▶ [EXERCISE AIM]
Go through the data below and return each line where the string "Sort" occurs.

Saved entries
━━━━━━━━━━━━━━━━━━━━

PR #303, opened 2021-07-22
Sort countries in the Country Selection dropdown by name

venn-xx:
Sort countries by name, not code. Country lists are typically read in alphabetical order of name, not code.


FireMasterK:
Thank you!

━━━━━━━━━━━━━━━━━━━━

▶ [OUTPUT OF THE EXERCISE]
Sort countries in the Country Selection dropdown by name
Sort countries by name, not code. Country lists are typically read in alphabetical order of name, not code.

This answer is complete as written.